I was agreeing with you. That's the best possible live show Emmure put on.


----------



## akinari (Dec 22, 2015)

As much as I dislike this band, I have a feeling Palmeri is about to surround himself with some much better musicians.


----------



## Emperor Guillotine (Dec 23, 2015)

Action said:


> Maybe they think the name itself is a pariah. I barely know them at all, but when I think Emmure, Frankie in a baseball cap is what I picture.


This is EXACTLY why they are reforming a new band with a new name. Everyone who thinks "Emmure" thinks "Frankie". And shoot, maybe they wanted a new sound.

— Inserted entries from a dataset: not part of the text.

PR #1105, opened 2024-05-08
feat: use vouchers in offline mode

ardasnturk:
- removed the check in `useEffect` to fix the issue where the `isLoggedIn` value was `false` because the `logInCallback` function was not executed again when the connection was lost, even though the user's token was registered on the device and logged in
- updated `addToStore` with `AsyncStorage.removeItem` to fix `memberId` not being deleted in `voucherHelper`

SVAK-90

### DIFF
--- a/src/helpers/voucherHelper.ts
+++ b/src/helpers/voucherHelper.ts
@@ -1,7 +1,6 @@
-import AsyncStorage from '@react-native-async-storage/async-storage';
 import * as SecureStore from 'expo-secure-store';
 
-import { addToStore, readFromStore } from './storageHelper';
+import { addToStore, readFromStore, removeFromStore } from './storageHelper';
 
 const VOUCHER_AUTH_TOKEN = 'VOUCHER_AUTH_TOKEN';
 export const VOUCHER_MEMBER_ID = 'VOUCHER_MEMBER_ID';
@@ -36,7 +35,7 @@ export const storeVoucherMemberId = (memberId?: string) => {
   if (memberId) {
     addToStore(VOUCHER_MEMBER_ID, memberId);
   } else {
-    AsyncStorage.removeItem(VOUCHER_MEMBER_ID);
+    removeFromStore(VOUCHER_MEMBER_ID);
   }
 };
 
@@ -50,7 +49,7 @@ export const voucherMemberId = async () => {
     memberId = await readFromStore(VOUCHER_MEMBER_ID);
   } catch {
     // Token deleted here so that it can be recreated
-    AsyncStorage.removeItem(VOUCHER_MEMBER_ID);
+    removeFromStore(VOUCHER_MEMBER_ID);
   }
 
   return memberId;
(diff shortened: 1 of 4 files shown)


src/helpers/voucherHelper.ts
```diff
@@ -36,7 +36,7 @@ export const storeVoucherMemberId = (memberId?: string) => {
   if (memberId) {
     addToStore(VOUCHER_MEMBER_ID, memberId);
   } else {
-    addToStore(VOUCHER_MEMBER_ID);
+    AsyncStorage.removeItem(VOUCHER_MEMBER_ID);
```
donni106, line 39: please create the missing `removeFromStore` method in our helper and use it here.

src/hooks/voucherHooks.ts
```diff
@@ -35,12 +35,7 @@ export const useVoucher = (): {
   }, []);
 
   useEffect(() => {
-    if (isConnected && isMainserverUp && !isLoggedIn) {
-      logInCallback();
-    } else {
-      setIsLoading(false);
-      setIsError(true);
-    }
+    logInCallback();
```
donni106, line 38: isn't `setIsLoading(false);`  missing now for some cases?

src/hooks/voucherHooks.ts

When I saw Emmure on tour this past March, they had Jayden Panesso from Sylar filling in on vocals. And the entire band, the music, sounded way better. So even if these guys don't change up their sound, they definitely will still sound better without Frankie.

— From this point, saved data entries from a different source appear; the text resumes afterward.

PR #1108, opened 2024-05-14
feat: add other offers section to detail screen

ardasnturk:
- added `genericItems` query with `ids` variables to `VoucherDetailScreen` to show current coupons list
- added the `id` of the vouchers to the `pointOfInterest` query in `vouchers.ts` to get the `ids` variables
- added filtering with `id` to not list the voucher shown in DetailScreen
- coded the listing codes in the same way as POI detail screen

SVAK-87

## Screenshots:

|voucher detail screen|voucher detail screen actual list|
|--|--|
Simulator Screenshot - iPhone 15 Pro Max - 2024-05-14 at 16 46 55|Simulator Screenshot - iPhone 15 Pro Max - 2024-05-14 at 16 46 58

### DIFF
--- a/src/screens/Voucher/VoucherDetailScreen.tsx
+++ b/src/screens/Voucher/VoucherDetailScreen.tsx
@@ -192,7 +192,7 @@ export const VoucherDetailScreen = ({ navigation, route }: StackScreenProps<any>
 
       {!!voucherListItems?.length && (
         <>
-          <SectionHeader title={texts.pointOfInterest.vouchers} />
+          <SectionHeader title={texts.pointOfInterest.vouchersMore} />
           <FlatList
             data={voucherListItems.slice(0, loadedVoucherDataCount)}
             renderItem={({ item }) => <VoucherListItem item={item} navigation={navigation} />}
--- a/src/screens/Voucher/VoucherDetailScreen.tsx
+++ b/src/screens/Voucher/VoucherDetailScreen.tsx
@@ -6,7 +6,7 @@ import { RefreshControl, ScrollView, StyleSheet } from 'react-native';
 import { NetworkContext } from '../../NetworkProvider';
 import {
   BoldText,
-  DataProviderButton,
+  Button,
   Discount,
   HtmlView,
   ImageSection,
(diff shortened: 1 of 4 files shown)


src/screens/Voucher/VoucherDetailScreen.tsx
```diff
@@ -40,10 +46,35 @@ export const VoucherDetailScreen = ({ navigation, route }: StackScreenProps<any>
...
+      QUERY_TYPES.VOUCHERS,
+      { [QUERY_TYPES.GENERIC_ITEMS]: vouchers },
+      undefined,
+      {
+        withDate: false
+      }
+    );
+
+    return parsedListItem?.filter((item: TVoucherItem) => item?.id !== queryVariables?.id);
+  }, [poiVouchersData]);
```
donni106, line 71: this could be refactored to querying generic items with certain ids as variables, which would return the voucher data directly. additionally the filter method for the current voucher is not necessary, as it will be excluded at querying the server. the voucher generic item ids needs to be passed instead of the `poiId`

donni106 (changes requested):

src/screens/Voucher/VoucherDetailScreen.tsx
ardasnturk: Can you please check the code again? I tried a different method and I also used `ids` in this method. I think it is easier and more understandable. I'll close this conversation for now.

src/screens/Voucher/VoucherDetailScreen.tsx
```diff
@@ -63,7 +56,39 @@ export const VoucherDetailScreen = ({ navigation, route }: StackScreenProps<any>
     quota,
     subtitle,
     title
-  } = data[QUERY_TYPES.GENERIC_ITEM];
+  } = data?.[QUERY_TYPES.GENERIC_ITEM] ?? {};
+
+  const ids = pointOfInterest?.vouchers
+    .map((voucher: TVoucherItem) => voucher.id)
+    .filter((id: string) => id !== queryVariables?.id);
```
donni106, line 63: please add `?` for `map` and `filter` as we do not know if `.vouchers` always return an array.

donni106: what about using `reduce` to have a single iteration instead of two for `map` and `filter`?

```
const ids = pointOfInterest?.vouchers?.reduce((acc, voucher) => {
    if (voucher.id !== queryVariables?.id) {
        acc.push(voucher.id);
    }
    return acc;
}, []);
```

src/screens/Voucher/VoucherDetailScreen.tsx
```diff
@@ -164,6 +189,28 @@ export const VoucherDetailScreen = ({ navigation, route }: StackScreenProps<any>
           </Wrapper>
         </>
       )}
+
+      {!!voucherListItems?.length && (
+        <>
+          <SectionHeader title={texts.pointOfInterest.vouchersMore} />
```
donni106, line 195: i have updated this to

image

src/screens/Voucher/VoucherDetailScreen.tsx
ardasnturk: Yeah, it's better. I'll update this.

ardasnturk: https://github.com/smart-village-solutions/smart-village-app-app/pull/1108/commits/19532129b36ff2bcce22bbe2a8c2e8ad90e3f93b

donni106 (approved):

Update: Ex-Emmure bassist reveals story behind band&#8217;s four-member exit (exclusive) - News - Alternative Press


----------



## TheWarAgainstTime (Dec 23, 2015)

Is it bad that I feel a little bit more in the Christmas spirit just from reading the title of the article?   Djod is smiling upon me this season  

I seriously can't stand Emmure, and Frankie has a pretty large hand in that. Their guitar work never particularly grabbed me, but _man_ do I hate Frankie's vocals and lyrics  I'd definitely give that new project a chance, though!


----------



## edsped (Dec 23, 2015)

Maybe there is a God.


----------



## Bloody_Inferno (Dec 23, 2015)

TheWarAgainstTime said:


> I seriously can't stand Emmure, and Frankie has a pretty large hand in that. Their guitar work never particularly grabbed me, but _man_ do I hate Frankie's vocals and lyrics



Hearing Emmure songs about Street Fighter is the musical equivalent of watching Legend Of Chun-Li.


----------



## Zalbu (Dec 23, 2015)

Bloody_Inferno said:


> Hearing Emmure songs about Street Fighter is the musical equivalent of watching Legend Of Chun-Li.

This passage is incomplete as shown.